Please repeat every entry, keeping each one exactly the same.

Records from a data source
━━━━━━━━━━━━━━━━━━━━━━━━━━━━━━

PR #2547, opened 2026-07-31
feat(libiso15118): Adding skipping sap negotiation when using an already open fd

SebaLukas:
## Describe your changes
See title.
The application that links against libiso15118 can also start_session directly in session_setup. If another application handles the sdp+tcp/tls+sap handshakes.

Sometimes outside of libiso15118 the caller handles the sap negotiation already. Before the changes that was not possible.

### DIFF
--- a/lib/everest/iso15118/include/iso15118/tbd_controller.hpp
+++ b/lib/everest/iso15118/include/iso15118/tbd_controller.hpp
@@ -32,6 +32,11 @@ enum class StartSessionResult : std::uint8_t {
     SessionComplete,
 };
 
+struct StartSessionOptions {
+    std::optional<io::sha512_hash_t> vehicle_cert_hash{std::nullopt};
+    bool skip_app_protocol_negotiation{false};
+};
+
 struct TbdConfig {
     config::SSLConfig ssl{};
     std::string interface_name;
@@ -57,8 +62,7 @@ public:
     void loop();
     // Mutually exclusive with the other driver; see the class note. Refuses (logs and returns false) if the other
     // driver is already running.
-    StartSessionResult start_session(int connected_fd);
-    StartSessionResult start_session(int connected_fd, const std::optional<io::sha512_hash_t>& vehicle_cert_hash);
+    StartSessionResult start_session(int connected_fd, const StartSessionOptions& start_options);
     void tick();
 
     bool has_active_session() const {
--- a/lib/everest/iso15118/src/iso15118/d20/state/session_setup.cpp
+++ b/lib/everest/iso15118/src/iso15118/d20/state/session_setup.cpp
@@ -91,8 +91,12 @@ Result SessionSetup::feed(Event ev) {
         logf_info("Received session setup with evccid: %s", req->evccid.c_str());
         m_ctx.feedback.evcc_id(req->evccid);
         m_ctx.ev_info.evcc_id = req->evccid;
-        m_ctx.feedback.ev_information(m_ctx.ev_info);
 
+        // Only emit ev_information feedback when the sap negotiation is handled here. When SAP is skipped the
+        // application already has the information.
+        if (not skip_app_protocol_negotiation) {
+            m_ctx.feedback.ev_information(m_ctx.ev_info);
+        }
         bool new_session{false};
 
         const auto vehicle_cert_hash = m_ctx.get_new_vehicle_cert_hash();
--- a/lib/everest/iso15118/test/iso15118/session/tbd_controller_start_session.cpp
+++ b/lib/everest/iso15118/test/iso15118/session/tbd_controller_start_session.cpp
@@ -20,9 +20,11 @@
 #include <catch2/catch_test_macros.hpp>
 
 #include <iso15118/d20/config.hpp>
+#include <iso15118/io/logging.hpp>
 #include <iso15118/io/sdp.hpp>
 #include <iso15118/io/sdp_packet.hpp>
 #include <iso15118/io/stream_view.hpp>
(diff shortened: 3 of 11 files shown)


mlitre (dismissed):

lib/everest/iso15118/src/iso15118/d20/state/session_setup.cpp
```diff
@@ -91,8 +91,12 @@ Result SessionSetup::feed(Event ev) {
         logf_info("Received session setup with evccid: %s", req->evccid.c_str());
         m_ctx.feedback.evcc_id(req->evccid);
         m_ctx.ev_info.evcc_id = req->evccid;
-        m_ctx.feedback.ev_information(m_ctx.ev_info);
 
+        // Only emit ev_information feedback when the sap negotiation is handled here. When SAP is skipped the
+        // application already has the information.
+        if (not skip_app_protocol_negotiation) {
+            m_ctx.feedback.ev_information(m_ctx.ev_info);
+        }
```
mlitre, line 99: Don't we get evcc_id from the session setup so we should actually keep this right?

lib/everest/iso15118/test/iso15118/session/tbd_controller_start_session.cpp
```diff
@@ -191,81 +293,63 @@ SCENARIO("session_start functionality") {
...
 
             // start_session() returned true and reaped the session; ConnectionPlain::close() closed the fd.
-            REQUIRE(ok == iso15118::StartSessionResult::SessionComplete);
+            REQUIRE(result.ok == iso15118::StartSessionResult::SessionComplete);
             REQUIRE_FALSE(controller.has_active_session());
             REQUIRE_FALSE(fd_is_open(fds.at(0)));
         }
     }
+
+    close(fds.at(0));
```
mlitre: Is this required since we already check if the fd is closed so it should already be right?

lib/everest/iso15118/src/iso15118/d20/state/session_setup.cpp
SebaLukas: The evcc_id is saved in the ev_info but also send via feedback to the application/module.

lib/everest/iso15118/test/iso15118/session/tbd_controller_start_session.cpp
SebaLukas: No its not required. I copied it over from the other tests. I will remove the close in both tests because the fd will be closed from the session

lib/everest/iso15118/src/iso15118/d20/state/session_setup.cpp
mlitre: Yes exactly so we should keep this feedback signal right?

mlitre: Forgot we had a different signal my bad

mlitre (dismissed):
LGTM!

lib/everest/iso15118/include/iso15118/tbd_controller.hpp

━━━━━━━━━━━━━━━━━━━━━━━━━━━━━━

## Response
PR #2547, opened 2026-07-31
feat(libiso15118): Adding skipping sap negotiation when using an already open fd

SebaLukas:
## Describe your changes
See title.
The application that links against libiso15118 can also start_session directly in session_setup. If another application handles the sdp+tcp/tls+sap handshakes.

Sometimes outside of libiso15118 the caller handles the sap negotiation already. Before the changes that was not possible.

### DIFF
--- a/lib/everest/iso15118/include/iso15118/tbd_controller.hpp
+++ b/lib/everest/iso15118/include/iso15118/tbd_controller.hpp
@@ -32,6 +32,11 @@ enum class StartSessionResult : std::uint8_t {
     SessionComplete,
 };
 
+struct StartSessionOptions {
+    std::optional<io::sha512_hash_t> vehicle_cert_hash{std::nullopt};
+    bool skip_app_protocol_negotiation{false};
+};
+
 struct TbdConfig {
     config::SSLConfig ssl{};
     std::string interface_name;
@@ -57,8 +62,7 @@ public:
     void loop();
     // Mutually exclusive with the other driver; see the class note. Refuses (logs and returns false) if the other
     // driver is already running.
-    StartSessionResult start_session(int connected_fd);
-    StartSessionResult start_session(int connected_fd, const std::optional<io::sha512_hash_t>& vehicle_cert_hash);
+    StartSessionResult start_session(int connected_fd, const StartSessionOptions& start_options);
     void tick();
 
     bool has_active_session() const {
--- a/lib/everest/iso15118/src/iso15118/d20/state/session_setup.cpp
+++ b/lib/everest/iso15118/src/iso15118/d20/state/session_setup.cpp
@@ -91,8 +91,12 @@ Result SessionSetup::feed(Event ev) {
         logf_info("Received session setup with evccid: %s", req->evccid.c_str());
         m_ctx.feedback.evcc_id(req->evccid);
         m_ctx.ev_info.evcc_id = req->evccid;
-        m_ctx.feedback.ev_information(m_ctx.ev_info);
 
+        // Only emit ev_information feedback when the sap negotiation is handled here. When SAP is skipped the
+        // application already has the information.
+        if (not skip_app_protocol_negotiation) {
+            m_ctx.feedback.ev_information(m_ctx.ev_info);
+        }
         bool new_session{false};
 
         const auto vehicle_cert_hash = m_ctx.get_new_vehicle_cert_hash();
--- a/lib/everest/iso15118/test/iso15118/session/tbd_controller_start_session.cpp
+++ b/lib/everest/iso15118/test/iso15118/session/tbd_controller_start_session.cpp
@@ -20,9 +20,11 @@
 #include <catch2/catch_test_macros.hpp>
 
 #include <iso15118/d20/config.hpp>
+#include <iso15118/io/logging.hpp>
 #include <iso15118/io/sdp.hpp>
 #include <iso15118/io/sdp_packet.hpp>
 #include <iso15118/io/stream_view.hpp>
(diff shortened: 3 of 11 files shown)


mlitre (dismissed):

lib/everest/iso15118/src/iso15118/d20/state/session_setup.cpp
```diff
@@ -91,8 +91,12 @@ Result SessionSetup::feed(Event ev) {
         logf_info("Received session setup with evccid: %s", req->evccid.c_str());
         m_ctx.feedback.evcc_id(req->evccid);
         m_ctx.ev_info.evcc_id = req->evccid;
-        m_ctx.feedback.ev_information(m_ctx.ev_info);
 
+        // Only emit ev_information feedback when the sap negotiation is handled here. When SAP is skipped the
+        // application already has the information.
+        if (not skip_app_protocol_negotiation) {
+            m_ctx.feedback.ev_information(m_ctx.ev_info);
+        }
```
mlitre, line 99: Don't we get evcc_id from the session setup so we should actually keep this right?

lib/everest/iso15118/test/iso15118/session/tbd_controller_start_session.cpp
```diff
@@ -191,81 +293,63 @@ SCENARIO("session_start functionality") {
...
 
             // start_session() returned true and reaped the session; ConnectionPlain::close() closed the fd.
-            REQUIRE(ok == iso15118::StartSessionResult::SessionComplete);
+            REQUIRE(result.ok == iso15118::StartSessionResult::SessionComplete);
             REQUIRE_FALSE(controller.has_active_session());
             REQUIRE_FALSE(fd_is_open(fds.at(0)));
         }
     }
+
+    close(fds.at(0));
```
mlitre: Is this required since we already check if the fd is closed so it should already be right?

lib/everest/iso15118/src/iso15118/d20/state/session_setup.cpp
SebaLukas: The evcc_id is saved in the ev_info but also send via feedback to the application/module.

lib/everest/iso15118/test/iso15118/session/tbd_controller_start_session.cpp
SebaLukas: No its not required. I copied it over from the other tests. I will remove the close in both tests because the fd will be closed from the session

lib/everest/iso15118/src/iso15118/d20/state/session_setup.cpp
mlitre: Yes exactly so we should keep this feedback signal right?

mlitre: Forgot we had a different signal my bad

mlitre (dismissed):
LGTM!

lib/everest/iso15118/include/iso15118/tbd_controller.hpp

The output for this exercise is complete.